It appears that Rocky Mountain Bank v. Google (ND CA), a dispute over the disclosure of a Gmail users' account, has been settled according to this newspaper report. When an employee of the bank sent a file containing names, addresses, tax ID numbers and loan information on more than 1,000 customers to a Gmail account by mistake, the Bank sued Google to get the transmittal back and to confirm that the information sent was not inappropriately accessed. The bank obtained a court order preventing Google or its unknown Gmail account holder from accessing the file, which froze e-mail access for the unknown user. This order created some controversy, as reflected here.

One of the purposes of the lawsuit was to determine whether data security breach notification obligations had been triggered. The bank sought to seal the entire record of the case but the district court refused to seal the proceedings regarding the Gmail account. A copy of the District Court's decision is here. Sealing the record was something the plaintiff bank wanted in order to avoid prematurely (and prehaps unnecessarily) announcing a data security breach. Indeed, a major goal of the lawsuit was to seek information that would allow the Bank to avoid announcing a data security breach, but that goal was undermined by the court's refusal to seal the fact of the lawsuit (although parts of the record itself were sealed).

For many companies who misdirect e-mails containing PII, it has been a given that the misdirection alone constitutes a "breach" requiring notification to the person whose PII was in the e-mail. This case suggests that even where e-mail is misdirected, if the facts reveal that the unauthorized recipient never opened the e-mail, or for other reasons did not access the information under the definitions in the breach laws, then notice may not be required.

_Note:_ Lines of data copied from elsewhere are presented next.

PR #8495, opened 2020-11-09
MAINT: Adjust to pyvista 0.27

GuillaumeFavelier:
I noticed 2 side effects since the update to `pyvista 0.27`:

1) `AttributeError` for `iren`

```
  File "/home/travis/virtualenv/python3.8.1/lib/python3.8/site-packages/vtkmodules/qt/QVTKRenderWindowInteractor.py", line 335, in __getattr__

AttributeError: BackgroundPlotter has no attribute named iren
```

2) Screenshots are out of our tolerance range

```
mne/viz/_brain/tests/test_brain.py:241: in test_brain_init
    assert_allclose(img.shape, want_size)
E   AssertionError: 
E   
E   Mismatched elements: 2 / 3 (66.7%)
E   Max absolute difference: 40.
E   Max relative difference: 0.13333333
E    x: array([340, 318,   3])
E    y: array([300., 300.,   3.])
```

This PR fixes those issues. It's still a work in progress.

---

Also closes https://github.com/mne-tools/mne-python/issues/8505


GuillaumeFavelier:
The issue with the screenshot seems to be related to the fact that `plotter.image()`, the function that returns the current render window as an image, uses `self.window_size` instead of the actual `vtkRenderWindow` size. And it appears that in the case of `BackgroundPlotter`, `window_size` and `ren_win.GetSize()` are actually different (mainly because of UI).

Related to: https://github.com/pyvista/pyvistaqt/issues/64

GuillaumeFavelier:
Locally those changes did the trick for me, waiting for CIs

mne/viz/backends/_pyvista.py
```diff
@@ -825,9 +831,14 @@ def _take_3d_screenshot(figure, mode='rgb', filename=None):
...
         warnings.filterwarnings("ignore", category=FutureWarning)
         _process_events(figure.plotter)
-        return figure.plotter.screenshot(
+        # FIX: https://github.com/pyvista/pyvista/pull/995
+        old_window_size = figure.plotter.window_size
+        figure.plotter.window_size = figure.store["window_size"]
+        img = figure.plotter.screenshot(
             transparent_background=(mode == 'rgba'),
             filename=filename)
+        figure.plotter.window_size = old_window_size
```
larsoner, line 840: try/except, or not necessary here?

GuillaumeFavelier: For `window_size`? It exists now for a while. I don't think it's necessary.

larsoner: I mean if `screenshot` throws an error then` plotter.window_size` is never set back to its own value. So:
```
figure.plotter.window_size = ...
try:
    img = ...
finally:
    figure.plotter.window_size = old_window_size
```

GuillaumeFavelier:
Oh no... Now that `imge()` relies on `ren_win`, it's not possible to upsample by overriding `self.window_size`

larsoner:
>  it's not possible to upsample by overriding self.window_size

I didn't even know this is something that we supported. Do we even expose an option for this? It might be nice to have in the future but I don't think it's critical

GuillaumeFavelier:
Bad choice of words, I meant "resize" instead of "upsample", my bad

GuillaumeFavelier:
Okay so once https://github.com/pyvista/pyvista/pull/999 is merged, I'll try again with `window_size` and hopefully even `Travis PIP PRE` will come back happy.

GuillaumeFavelier:
Nevermind, it's been closed in favour https://github.com/pyvista/pyvista/pull/998

GuillaumeFavelier:
Now I obtain:

```
________________________________ test_stc_mpl _________________________________
mne\viz\tests\test_3d.py:499: in test_stc_mpl
    stc.plot(subjects_dir=subjects_dir, time_unit='s', views='ven',
mne\source_estimate.py:653: in plot
    brain = plot_source_estimates(
<decorator-gen-139>:24: in plot_source_estimates
    ???
mne\viz\_3d.py:1803: in plot_source_estimates
    return _plot_mpl_stc(stc, spacing=spacing, **kwargs)
mne\viz\_3d.py:1529: in _plot_mpl_stc
    _smooth_plot(initial_time, params)
mne\viz\_3d.py:1437: in _smooth_plot
    facecolors = polyc._facecolors3d
E   AttributeError: 'Poly3DCollection' object has no attribute '_facecolors3d'
```

which does not seem to appear on `master`.

GuillaumeFavelier:
Locally, I can reproduce after upgrading to `matplotlib-3.3.3`.

GuillaumeFavelier:
Oh no...

image

mne/viz/_3d.py
```diff
@@ -1434,7 +1436,10 @@ def _smooth_plot(this_time, params):
     color_ave = np.mean(colors[faces], axis=1).flatten()
     curv_ave = np.mean(params['curv'][faces], axis=1).flatten()
     # matplotlib/matplotlib#11877
-    facecolors = polyc._facecolors3d
+    if LooseVersion(matplotlib_version) < '3.3.3':
+        facecolors = polyc._facecolors3d
+    else:
+        facecolors = polyc._facecolor3d
```
larsoner, line 1442: Now would be a good time to abandon the private attribute all together. I suggest we do `get_facecolor()` then `set_facecolor()`. It will perhaps be slower than in-place setting, but probably not a meaningful slowdown compared to the actual matplotlib 3D rendering speed.

Can you see if it works?

GuillaumeFavelier: With the naive:

```py
    facecolors = polyc.get_facecolor()
    # create colors here
    facecolors[:] = colors
    polyc.set_facecolor(facecolors)
```

Locally I see:

```
mne/viz/_3d.py:1530: in _plot_mpl_stc
    _smooth_plot(initial_time, params)
mne/viz/_3d.py:1437: in _smooth_plot
    facecolors = polyc.get_facecolor()
../anaconda3/envs/mne/lib/python3.8/site-packages/mpl_toolkits/mplot3d/art3d.py:817: in get_facecolor
    return self._facecolors2d
E   AttributeError: 'Poly3DCollection' object has no attribute '_facecolors2d'
```

larsoner: `polyc.set_facecolors(colors)` without any `get_facecolor` or `get_facecolors` call seems to at least not kill the tests.

larsoner:
I am trying to test the `matpltolib` backend with:
```
import os.path as op
import mne
import time
    evoked, inv, return_residual=True, pick_ori=None)

initial_time = 0.1
brain = stc.plot(
    clim='auto',
    backend='matplotlib',
    hemi='lh', views='lat', smoothing_steps=5,
    view_layout='horizontal', verbose=True,
    time_viewer=True, background='k')
```
But I get nothing on `master` or this PR:

Screenshot from 2020-11-12 08-04-47

Hence my complaints about the `matplotlib` backend being not properly tested (or even used?)...

larsoner:
In the meantime I pushed a tiny fix for `nearest` that I hit that we'll want as well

North Carolina and Montana Data Breach Statutes Amendments Now in Effect

Recently-enacted amendments to the Montana and North Carolina data breach notifications go into effect today, October 1, 2009.

  • North CarolinaThe amendment to North Carolina’s statute increases the state’s notification requirements for smaller breaches. Under the amended law, businesses and public agencies are required to notify the state attorney general every time a resident is notified. Prior to the amendment, notification to the state attorney general was only necessary if the breach affected more than 1,000 state residents. In addition, the amendment expands the contents of any notice to residents. 
  •  Montana.   The amendment to Montana’s data breach statute expands the state’s private sector data breach notification statute to cover public-sector entities. State agencies that maintain computerized data containing personal information in a data system must make “reasonable efforts” to notify any person whose unencrypted personal information was or is reasonably believed to have been acquired by an unauthorized person. In addition, the modified law requires state agencies to develop procedures to protect social security numbers.   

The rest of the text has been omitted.